> **Instructions to follow**:
Please quote exactly the opening lines of the data, from the first line to the one where "- MergeScan registers" appears.

Stored items from a collection
PR #8615, opened 2026-07-23
fix(query): preserve remote dynamic filter target

discord9:

Remote dynamic filter registrations are attached to the datanode selected for a region query, but subsequent update and unregister controls previously resolved the region route again. This loses affinity when a route changes or when a `RegionQueryHandler` adapter selects a non-leader peer.

This PR preserves the dispatch target across the RDF lifecycle:

- `RegionQueryHandler::do_get` returns the record-batch stream together with an immutable `RegionQueryTarget`;
- MergeScan registers RDF subscribers only after the region query succeeds and associates each subscriber with the returned target;
- RDF update and unregister fanout reuse the stored target instead of resolving the route again;
- the OSS frontend still selects the region leader, so existing OSS routing behavior is unchanged.

The dispatch order is initial registration encoding → successful `do_get` → target-aware subscriber registration → fanout start → stream polling. Updates produced while `do_get` is pending are reconciled from the latest stable filter snapshot after the subscriber is registered. Failed dispatches leave no subscriber and never start fanout.

There are no protobuf, wire-format, schema, datanode registry, or user-facing API changes. The internal `RegionQueryHandler` adapter interface changes mechanically to return and consume the routed target. Same-region/same-target duplicate attempts retain the existing deduplication semantics; per-attempt refcounting is outside this change.

Validation:

- `cargo nextest run -p query` — 547 passed, 2 skipped
- `cargo nextest run -p frontend` — 90 passed
- `cargo nextest run -p query remote_dyn_filter` — 47 passed
- `cargo clippy -p query -p frontend --all-targets --all-features -- -D warnings`
- repository pre-push formatting, license, typo, and clippy hooks

## PR Checklist

### DIFF
--- a/src/query/src/dist_plan/dyn_filter_bridge.rs
+++ b/src/query/src/dist_plan/dyn_filter_bridge.rs
@@ -27,6 +27,7 @@ use store_api::storage::RegionId;
 
 use crate::dist_plan::filter_id::build_remote_dyn_filter_id;
 use crate::dist_plan::{FilterId, QueryDynFilterRegistry, RemoteDynFilterProducerId, Subscriber};
+use crate::region_query::RegionQueryTarget;
 
 #[derive(Debug, Clone)]
 pub(crate) struct CapturedDynFilter {
@@ -93,9 +94,8 @@ fn downcast_dynamic_filter(
         .ok()
 }
 
-pub(crate) fn register_dyn_filters_for_region(
+pub(crate) fn register_remote_dyn_filters(
     registry: &QueryDynFilterRegistry,
-    region_id: RegionId,
     captured_dyn_filters: &[CapturedDynFilter],
 ) {
     for captured_dyn_filter in captured_dyn_filters {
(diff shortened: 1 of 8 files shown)


src/query/src/dist_plan/dyn_filter_bridge.rs
```diff
@@ -93,18 +94,29 @@ fn downcast_dynamic_filter(
...
+}
+
+pub(crate) fn register_dyn_filter_subscribers_for_region(
+    registry: &QueryDynFilterRegistry,
+    region_id: RegionId,
+    target: RegionQueryTarget,
+    captured_dyn_filters: &[CapturedDynFilter],
+) {
+    for captured_dyn_filter in captured_dyn_filters {
+        let _ = registry.register_subscriber(
```
killme2008: Do we need to check the registration result?

killme2008 (approved):
LGTM

src/query/src/dist_plan/dyn_filter_bridge.rs
discord9: Good point. Checked explicitly in 8bcca13bdd. `Added` and `Duplicate` require no caller action; `MissingFilter` would violate the expected ordering because producer entries are registered before dispatch. We now log that case as an invariant warning while continuing fail-open so an RDF bookkeeping anomaly cannot fail the query.

PR #8618, opened 2026-07-23
fix(mito2): remove stale compaction status when next compaction is throttled

### LINKED ISSUE #8617: Region stops compacting when next compaction is throttled by min_compaction_interval
### What type of bug is this?

Performance issue

Storage Engine, Datanode

### Minimal reproduce step

**Precondition:** configure a non-zero `min_compaction_interval` in the mito engine config, e.g.:

```toml
[region_engine.mito]
min_compaction_interval = "5m"
```

**Steps:**

1. Write data to a table and trigger a flush so that a compaction is scheduled (via the post-flush / post-edit `schedule_compaction` path). The worker records `last_schedule_compaction_millis` when the task is scheduled.
2. Let the compaction finish quickly (within `min_compaction_interval`, which is the common case for small compactions).
3. Keep writing and flushing, and/or issue a manual compaction (e.g. `ADMIN COMPACT_TABLE`), and observe.

What happens internally:

- In `CompactionScheduler::on_compaction_finished` (`src/mito2/src/compaction.rs`), when there is no pending manual request and no pending DDL, the function returns without removing the region's `CompactionStatus`, leaving it with `active_compaction = None`.
- Back in `RegionWorkerLoop::handle_compaction_finished` (`src/mito2/src/worker/handle_compaction.rs`), `is_compacting()` is now `false`, but the follow-up `schedule_next_compaction` call is gated by `min_compaction_interval`. Since the compaction finished within the interval, the cleanup/scheduling is skipped and the stale status remains in `region_status` forever.
- From then on, every compaction trigger for the region reaches `CompactionScheduler::schedule_compaction`, which sees an existing status and swallows the request without checking whether a compaction is actually active:
  - `Options::Regular` requests are merged into `status.waiters` and only woken by `on_compaction_finished`/failure paths, so they hang until region close/drop;
  - `Options::StrictWindow` (manual) requests are stored into `status.pending_request`, which is only consumed by `on_compaction_finished` — so the manual request is never executed and its waiter never completes.

No other code path removes the stale status except compaction failure/cancellation or region close/drop/truncate, so the region never compacts again until restart.

After a compaction finishes (even when the next scheduling is throttled by `min_compaction_interval`), the region should remain schedulable: subsequent flush-triggered, periodic, and manual compaction requests should eventually run, and manual compaction waiters should complete.

### What did you see instead?

The region never compacts again until restart:

- Automatic (flush/edit-triggered) compactions are silently dropped.
- Manual `ADMIN COMPACT_TABLE` requests hang indefinitely (parked in `pending_request`).
- SST files keep accumulating for the region, degrading read performance.

Any (reproduced by code inspection on Linux x64)

main @ 598a412fbb (mito2 v1.2.0)

N/A — the failure mode is silent (requests are swallowed without errors). The only observable symptom is the absence of subsequent compaction logs for the affected region and growing SST counts.

v0y4g3r:

Fixes #8617

**Summary:** Fixes a mito2 compaction scheduler bug where a region permanently stops compacting after a finished compaction when `min_compaction_interval` is configured to a non-zero value.

**Root cause:**

1. `CompactionScheduler::on_compaction_finished` falls through without removing the region's `CompactionStatus` when there is no pending manual request and no pending DDL, leaving a status with `active_compaction = None` in `region_status`.
2. Back in `RegionWorkerLoop::handle_compaction_finished`, `is_compacting()` is now `false`, but the follow-up `schedule_next_compaction` (whose `Ok(None)` branch is the only normal path that removes the status) is gated by `min_compaction_interval`. Since the scheduling timestamp was already updated when the task was scheduled, a compaction that finishes within the interval skips this cleanup, and the stale status remains forever.
3. From then on, every compaction trigger hits the "status exists" branch of `CompactionScheduler::schedule_compaction`, which does not check whether a compaction is actually active: regular requests are merged into `status.waiters` (never woken until close/drop/failure) and manual `StrictWindow` requests are parked in `status.pending_request` (never executed). The region never compacts again until restart and SSTs keep accumulating.

Note this only manifests with `min_compaction_interval > 0`; with the default `0` the gate always passes and `schedule_next_compaction` cleans up the status.

**How this PR works:**

- Adds `CompactionScheduler::remove_inactive_status(region_id)`, which removes the status only when it has no active compaction. A `debug_assert!` guards the invariant that such a status has no waiters/pending requests/pending DDLs (they can only be enqueued while a compaction is active, and the worker loop is strictly sequential).
- Calls it from `handle_compaction_finished` when the `min_compaction_interval` gate skips `schedule_next_compaction`, restoring the invariant that a status in the map always has an active compaction. The throttling semantics are unchanged: the next trigger still has to wait for the interval to pass.

**Tests:**

- `test_remove_inactive_status_keeps_running_compaction`: status with an active compaction (or no status) is never removed.
- `test_compaction_reschedulable_when_next_compaction_throttled`: reproduces the reported flow — schedule, finish (stale status remains), remove it as the throttled worker path does, and verify the region can be scheduled for compaction again.

**Compatibility:** no API, persisted-format, or wire-format changes; internal scheduler behavior only.

## PR Checklist

### DIFF
--- a/src/mito2/src/compaction.rs
+++ b/src/mito2/src/compaction.rs
@@ -343,6 +343,32 @@ impl CompactionScheduler {
             .unwrap_or(false)
     }
 
+    /// Removes the compaction status of the region if it has no active compaction.
+    ///
+    /// The worker calls this when it decides not to schedule the next compaction
+    /// after a compaction finishes (e.g. throttled by `min_compaction_interval`).
+    /// Otherwise a stale status without an active compaction would remain in the
+    /// map and all subsequent compaction requests would be swallowed as if the
+    /// region were still compacting.
+    ///
+    /// Returns whether the status is removed.
+    pub(crate) fn remove_inactive_status(&mut self, region_id: RegionId) -> bool {
+        let Some(status) = self.region_status.get(&region_id) else {
+            return false;
+        };
+        if status.active_compaction.is_some() {
+            return false;
+        }
+        // A status without an active compaction must have been drained by
+        // `on_compaction_finished`: no waiters, pending requests or DDLs can be
+        // enqueued while no compaction is running.
+        debug_assert!(status.waiters.is_empty());
+        debug_assert!(status.pending_request.is_none());
+        debug_assert!(status.pending_ddl_requests.is_empty());
+        self.region_status.remove(&region_id);
+        true
+    }
+
     /// Schedules next compaction upon a finished compaction.
     /// Returns whether the compaction is scheduled.
     pub(crate) async fn schedule_next_compaction(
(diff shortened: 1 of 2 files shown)


v0y4g3r:
@codex review

evenyag (approved):

PR #8622, opened 2026-07-23
fix: fail closed on malformed password assignments

fengjiachun:

Follow-up to #8539.

## What has changed and what is your intention?

Fail closed when a non-URI connection string contains a standalone `password =` assignment that cannot be safely parsed as a keyword option.

Malformed keyword strings can be accepted by `tokio-postgres` with the assignment embedded in another field, causing `Config::Debug` to retain the value. The same strings are returned unchanged when `pg_kvbackend` is disabled.

The keyword scan now:

- continues after redacting recognized assignments, so a second malformed assignment cannot bypass the fail-closed check;
- replaces the whole string when it finds a standalone assignment outside a recognized keyword boundary;
- matches `password` case-insensitively while leaving embedded identifiers such as `notPassword` unchanged.

Regression tests cover both parser-feature configurations, mixed assignments, case variants, and malformed separators.

## PR Checklist

### DIFF
--- a/src/common/meta/src/kv_backend/util.rs
+++ b/src/common/meta/src/kv_backend/util.rs
@@ -17,8 +17,8 @@ use url::Url;
 /// Placeholder substituted for any password found in a connection string.
 const REDACTED: &str = "***";
 
-/// Substituted for a whole URI-shaped connection string that no parser accepted.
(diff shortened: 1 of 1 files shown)


killme2008 (approved):
LGTM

> **Result of the exercise**:
PR #8615, opened 2026-07-23
fix(query): preserve remote dynamic filter target

discord9:

Remote dynamic filter registrations are attached to the datanode selected for a region query, but subsequent update and unregister controls previously resolved the region route again. This loses affinity when a route changes or when a `RegionQueryHandler` adapter selects a non-leader peer.

This PR preserves the dispatch target across the RDF lifecycle:

- `RegionQueryHandler::do_get` returns the record-batch stream together with an immutable `RegionQueryTarget`;
- MergeScan registers RDF subscribers only after the region query succeeds and associates each subscriber with the returned target;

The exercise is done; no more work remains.